POLONEZ İŞÇİLERİ KARARLI: KİMSE BİZİ YIKAMAZ
Polonez işçilerinin halaylarla, türkülerle sendikal hakları için verdiği mücadelede 22 gün geride kaldı. Aydınlık’a konuşan işçiler, ‘Bu artık onur meselesi. Hiçbir zaman ödün vermeyeceğiz.’ dedi
Polonez Gıda’da işverenin sendikaya üye olduktan sonra yüz kızartıcı suç işledikleri iftirasıyla işten çıkardığı 135 işçinin mücadelesi Tekgıda-İş Sendikası öncülüğünde 19 Temmuz’dan bu yana sürüyor. Sivil toplum kuruluşları, siyasi partiler, sanatçıların yalnız bırakmadığı Polonez işçileri, fabrikaya sendikalı olarak girecekleri gün için kararlılık ve coşkuyla fabrika önünde mücadele ediyor.
Sendikal örgütlenme sürecinin en başından beri içinde olan ve ilk işten çıkarılan işçilerden Engin Gürbüz ve Nuh Kaya ile konuştuk. Polonez işçilerinin gücünü Gürbüz ve Kaya’nın azimli karakterlerinde bir kez daha gördük.
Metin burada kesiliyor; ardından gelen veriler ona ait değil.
PR #1012, opened 2026-06-11
React Phone Catalog

VitaliyHoroshko:
https://vitaliyhoroshko.github.io/react_phone-catalog/


brespect (changes requested):
Good progress, cehck next:
1. There should be no discount for new models:
Image

2. If I select something in this section it should smoothly scrolls to the top, not reload the page:
Image

3. Use Apple Privacy & Policy here;
Image

4. Back button should go back buy layer, in this case to the phones, not to the previous one:
Image

5. Don't forget to pass all tests before requesting next review.

brespect (approved):
Well done!

PR #1014, opened 2026-06-13
Develop

ValentynaITCh:
[****](https://valentynaitch.github.io/react_phone-catalog/)


Denys-Kravchuk9988 (changes requested):
Good job!

A few things to improve:
1. It's better to improve pagination. By clicking on prev and next arrows the page should be decreased or increased. Active pagination's tile should always be visible.
Image

2. Page's content goes outside on phone's screen size
Image

3. It's better to disable scrolling when menu is open
Image

4. By clicking on arrows the card is partly hidden
Image

5. I would recommend to replace symbols on icons (export in `.svg` from Figma)
Image

vadiimvooo (changes requested):
Good job, a few things to improve:
1. It is better to have the same padding for all sections (on tablet size)
Image

2. Looks like bottom padding is too big
Image

3. Please make it possible to remove item from cart when you click on the button
Image

4. The placement of sections in the Product Item should be fixed. Please refer to the mockup.
Image
Image

brespect (changes requested):
1. When I try to Order Now I got same phone every time (Iphone 14 pro) and Not Found page every try:
Image

2. This links should refer to proper existing resources:
Image

3. When I select item in Pagination it should not scrolls up the page after:
Image

4. Back button should refer me back the by layer, not the previous tablet in this case:
Image

brespect (approved):
Well done!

17 YILLIK PERSONELİ POSTAYLA İŞTEN ÇIKARDI
Engin Gürbüz, 17 yıl fabrikaya emek vermiş. Fakat vardiya amirliği yaparken memleketine hasta ziyaretine gitmek için çıktığı yıllık izni sırasında bir gün evine gelen posta ile işten çıkarıldığını öğrendi. Gürbüz, şöyle anlattı süreci:
“Özellikle kadın arkadaşlarımızın hem ücret dengesizliği hem de iş yoğunluğundan serzenişi vardı. Biz de arkadaşların desteğiyle sendikalaşma yoluna gittik. İzindeyken işten çıkarıldığım noter aracılığıyla evime gelen bir postayla bana bildirildi. Üzüldüm çünkü 17 yıllık bir geçmişimiz vardı şirkette. Şirketin tam donanımlı elemanlarından biriyim. Hijyenden ilk yardıma iş güvenliğine kadar birçok eğitimim, sertifikam var.
‘HAKSIZLIK KARŞISINDA SUSAN DİLSİZ ŞEYTANDIR’
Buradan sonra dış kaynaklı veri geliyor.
PR #1017, opened 2026-06-15
Add solution

Yevhen-Srdk:
-[DEMO LINK](https://yevhen-srdk.github.io/react_phone-catalog/)


2pasha (changes requested):
good job! 👏

here are some improvements: 

1. change favicon and title

Image

2. it will be great if user can open product details page by clicking here 

Image

3. on phone slider doesn't work 

Image

brespect (changes requested):
Good progress, check next:
1. There should be no horizontal scroll and probably image should not overflow the Footer:
Image

2. Pagination Item after selection should not scroll up the page.

3. Pagination should be at the bottom of the page every time, no matter how many items are shown:
Image

4. This button do nothing:
Image

5. All links in Footer should lead to proper existing resources:
Image

6. Back button should back me by layer, not to the previous phone/tablet/accs, but to Phones/Tablets/Accessories Catalog:
Image

brespect (approved):
Well done!

PR #1019, opened 2026-06-18
success

KKRuslan:
[DEMO LINK](https://KKRuslan.github.io/react_phone-catalog/)


Denys-Kravchuk9988 (changes requested):
Good job!

1. The page of some phone doesn't work
Image

2. Icons are not loaded
Image
Image

3. By hover on the card the part of phone hides on top and bottom
Image

4. I would recommend to remove the item from cart by clicking on `Added to cart` button
Image

5. On tablet the adaptation looks broken
Image

6. Some part of content goes outside the screen
Image

7. It's better to disable scroll when menu is open
Image

8. The icon on phone's menu shouldn't have any border around icon
Image

etojeDenys (changes requested):
good job, to improve:
1. it should not be empty
Image

Image

3. products in this section should not be discounted

Image

4. it seems that you forgot to add this section

Image

etojeDenys (approved):
lgtm

PR #1020, opened 2026-06-18
add task solution

annaskobara:
https://annaskobara.github.io/react_phone-catalog/


Denys-Kravchuk9988 (changes requested):
Good job!

A few things to improve:
1. It's better to increase card's size on desktop according to the design
Image
Image

2. The timer is not resetted by clicking on slider's arrows. So, when I wait 5-6 seconds and click on next/prev arrow the slider just opens other slide immediately. It's better to reset timer when user clicks on arrows
Image

3. Please, re-check the font on whole website. It seems that some text has default font 
Image

4. Close icon isn't loaded
Image

5. The slider doesn't show the last phone's card
Image

6. The adaptation on pages Phones/Tablets/Accessories looks broken
Image

7. The logo should also be visible on menu
Image
Image

brespect (changes requested):
Good progress. check next:
1. There should be no discounts on brand new model items:
Image

2. Check the gap between items on wide screen:
Image

3. If I select something in `You may also like` section the page should smoothly scrolls to the top.

4. Back button should redirect me back by layer, not to the previous phone/tablet but to the catalog:
Image

5. This button do nothing for now:
Image

6. This page better to be fullwidth not to the right side:
Image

“Küçülmeye gidiyoruz’ diye beni işten çıkardılar ama ondan sonra taşeron işçilerle yerimizi doldurmaya çalıştılar. Bunun için mücadele ettik. Polis zoruyla bizim direnişimi kırmaya çalıştılar. Biz de sendikamız öncülüğünde mücadele ettik. Sendikamız bizi hiç yalnız bırakmadı. Kaymakamlığa da yürüdük, eylem yerimizi de yeniden aldık. Direnişimize dört bir yandan destek var. Başarıya da kavuşacağız.
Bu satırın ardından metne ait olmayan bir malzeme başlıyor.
PR #1021, opened 2026-06-20
Finally

tavorotuk:
https://tavorotuk.github.io/react_phone-catalog/


etojeDenys (changes requested):
great job, to improve:
1. increase the price here as well
Image

Image

3. add a title and favicon to the page

Image

Denys-Kravchuk9988 (changes requested):
Good job!

One thing to improve:
1. The adaptation on tablet looks broken
Image
Image

tavorotuk:
> Good job!
> 
> One thing to improve:
> 
> 1. The adaptation on tablet looks broken
> 
> Image Image

That’s because I set a fixed width and height for each Product Card for every possible screen size. As a result, the Product List shows only as many cards in a grid as can fit horizontally on the current viewport.

If the screen is set to 768 pixels, as shown in the figma-design, three cards will fit perfectly. If it is one pixel less, two cards will fit.

Please suggest how to solve this problem. 

Знімок екрана 2026-06-21 о 16 35 18
Знімок екрана 2026-06-21 о 16 36 37

etojeDenys (approved):
lgtm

“İşimizi de markamızı da seviyoruz. Halka hizmet için elimizden geleni yapacağımızdan herkes emin olsun. Sadece yoğun tempo hepimizin canına yetmişti. Bir söz vardır: Haksızlık karşısında susan dilsiz şeytandır. Her zaman benimsedim bu sözü. Arkadaşlarımın yanında olmayı tercih ettim. Arkadaşlarımız da hiçbir zaman yalnız bırakmadı, onlarla da gurur duyuyorum. Böyle kardeşlik içinde mücadelemize devam edeceğiz.”
SÜRGÜNDEN SÜRGÜNE
Nuh Kaya, iki senedir Polonez Gıda’da çalışıyordu. Önceden çalıştığı iş yerlerinden tecrübeli örgütçü; sendika temsilcilikleri yapmış. 2009 yılının Aralık ayında başlayan büyük TEKEL işçi direnişine destek vermiş; üç gün üç gece eylem alanında uyuyup uyanmış. Kaya “Ben devletçiyim, emekçiden yanayım bu yüzden arkadaşlarıma sendikayı anlattım. Sonra da beni sürmedikleri yer kalmadı fabrikada.
Kasaphaneden üretime, üretimden kalıp sökmeye, sonra fırınlara sürdüler. En son baharathanedeydim. Ama yılmadık. Benim kiram 15 bin lira 20 bin lira maaş alıyordum.” dedi.
‘KİMSE BİZİ YIKAMAZ’
Sabahtan akşama kadar fabrika önündeki alanda direniş kolay değil. Temmuz, ağustos… Hava sıcak, güneş tepede. Kaya ile konuşurken şunları anlattı:
“Geçen gün oğlum ‘Baba sen yanmışsın, yanmıyordun.’ dedi. Oğluma ağlayarak cevap verdim. ‘Arkadaşlarla tatile gidiyoruz.’ dedim. Biz emekçiyiz. Bu saatten sonra iş onu meselesi. Bir markanın etiketi bellidir ama insanın emeğinin fiyatı olmaz. Bu birlik bizde olduğu sürece kimse bizi yıkamaz. Buradaki arkadaşlarımız 15-20 yıllık personel. Hijyenden gıdaya türlü eğitimler aldılar. Bizim tek amacımız var o da gönül rahatlığıyla eve ekmek götürmek.
“En çok zorumuza giden de 20 yıllık elemanı hiçbir gerekçe göstermeden bir SMS ile kapı dışarı etmeleri oldu. Hem de Kod-46 ile. Yani yüz kızartıcı suçlarla… Yahu senin şahidin, kamera kaydın, tutanağın var mı? Bir insana bu lekeyi nasıl vurabilirsin? İşte bu yüzden biz de hiçbir zaman inancımızdan ödün vermeyeceğiz.”